Machine Learning Operations (MLOps) is the practice of operationalizing the end-to-end machine learning workflow, from data preparation to model deployment and monitoring. AWS Step Functions, combined with AWS SageMaker, provides a powerful solution for building and orchestrating MLOps pipelines.
AWS Step Functions is a serverless function orchestrator that allows you to coordinate multiple AWS services into flexible, resilient, and highly available workflows. It acts as the glue that ties together various components of your MLOps pipeline, ensuring that tasks are executed in the correct order and with the required dependencies.
AWS SageMaker, on the other hand, is a fully managed machine learning service that provides tools and resources for building, training, and deploying machine learning models.
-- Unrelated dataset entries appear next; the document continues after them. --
PR #4543, opened 2024-01-25
[i18n/audio] Implement <PlayAudioClips> utility component

kofi-q:
## Overview

Fleshing out `<PlayAudioClips>`, which takes in a list of audio IDs and plays their respective audio in order.

This implementation assumes that we're only ever playing audio for one section of the UI at a time -- whenever the audio ID queue changes, playback is stopped for the previous queue and started for the new queue.

Setting up a stubbed interface for the audio player for now - will implement in upcoming PR.

## Testing Plan
- Unit tests for audio queueing and playback rate/volume management.
- Manual verification with prototype audio player

## Checklist

### DIFF
--- a/libs/ui/src/ui_strings/play_audio_clips.tsx
+++ b/libs/ui/src/ui_strings/play_audio_clips.tsx
@@ -1,23 +1,124 @@
-/* istanbul ignore file - pending implementation. */
-
 import React from 'react';
 
 import { LanguageCode } from '@votingworks/types';
+import { assertDefined } from '@votingworks/basics';
+
+import { useAudioContext } from './audio_context';
+import { AudioPlayer, newAudioPlayer } from './audio_player';
 
 export interface ClipParams {
   audioId: string;
   languageCode: LanguageCode;
 }
 
-export interface PlayAudioClipsProps {
+type PlayAudioClipProps = ClipParams & {
+  onDone: () => void;
+};
+
+function PlayAudioClip(props: PlayAudioClipProps) {
+  const { audioId, languageCode, onDone } = props;
+  const [audioPlayer, setAudioPlayer] = React.useState<AudioPlayer>();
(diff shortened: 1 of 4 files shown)


libs/ui/src/ui_strings/play_audio_clips.tsx
```diff
@@ -1,23 +1,124 @@
...
+};
+
+function PlayAudioClip(props: PlayAudioClipProps) {
+  const { audioId, languageCode, onDone } = props;
+  const [audioPlayer, setAudioPlayer] = React.useState<AudioPlayer>();
+  const { api, gainDb, playbackRate, webAudioContext } = assertDefined(
+    useAudioContext()
+  );
+
+  const audioOutputRef = React.useRef<AudioPlayer>();
```
arsalansufi, line 25: Is there a particular reason for calling this `audioOutputRef` instead of `audioPlayerRef`?

libs/ui/src/ui_strings/play_audio_clips.tsx
```diff
@@ -1,23 +1,124 @@
...
+  const gainDbRef = React.useRef<number>(gainDb);
+  const onDoneRef = React.useRef(onDone);
+  const playbackRateRef = React.useRef<number>(playbackRate);
```
arsalansufi, line 28: For my understanding, is the usage of refs throughout this component to allow for their use in effects without having the effects update in response to changes to them? A quick comment noting that could be helpful if so

arsalansufi (approved):
LGTM!

libs/ui/src/ui_strings/play_audio_clips.tsx
kofi-q: Good call -- will add a comment. Might also be able to re-organise the audio player interface a bit to make some of these unnecessary.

It simplifies the complexities of managing infrastructure and libraries for your machine learning workloads.
This module shows how to integrate the AWS Step Functions with SageMaker, to create robust and scalable MLOps pipelines that automate the entire machine learning lifecycle.
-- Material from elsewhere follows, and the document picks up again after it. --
PR #4546, opened 2024-01-26
[i18n/audio] Implement screen reader audio playback

kofi-q:
## Overview

Adding an `AudioPlayer` implementation for the `UiStringsScreenReader`.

Here's a typical workflow:
-
Data Preprocessing: Using AWS SageMaker Processing, you can preprocess your data by performing tasks such as data cleaning, feature engineering, and data splitting.
-
Model Training: Leverage SageMaker's built-in algorithms or bring your own custom code to train your machine learning model on the preprocessed data.
-
Model Evaluation: Evaluate the trained model's performance using metrics like accuracy, precision, recall, or custom metrics specific to your use case.
-
Model Approval: Implement manual or automated approval steps to review the model's performance and decide whether to proceed with deployment.
-
Model Deployment: Deploy your trained model to a SageMaker endpoint, making it available for real-time inference or batch processing.
{
"config": {
"bucket": "mlops-bucket",
"prefix": "demo/scripts/input.yaml"
}
}
Input to the state machine will be the json data generated from the yaml which is mentioned in input of lambda function as prefix.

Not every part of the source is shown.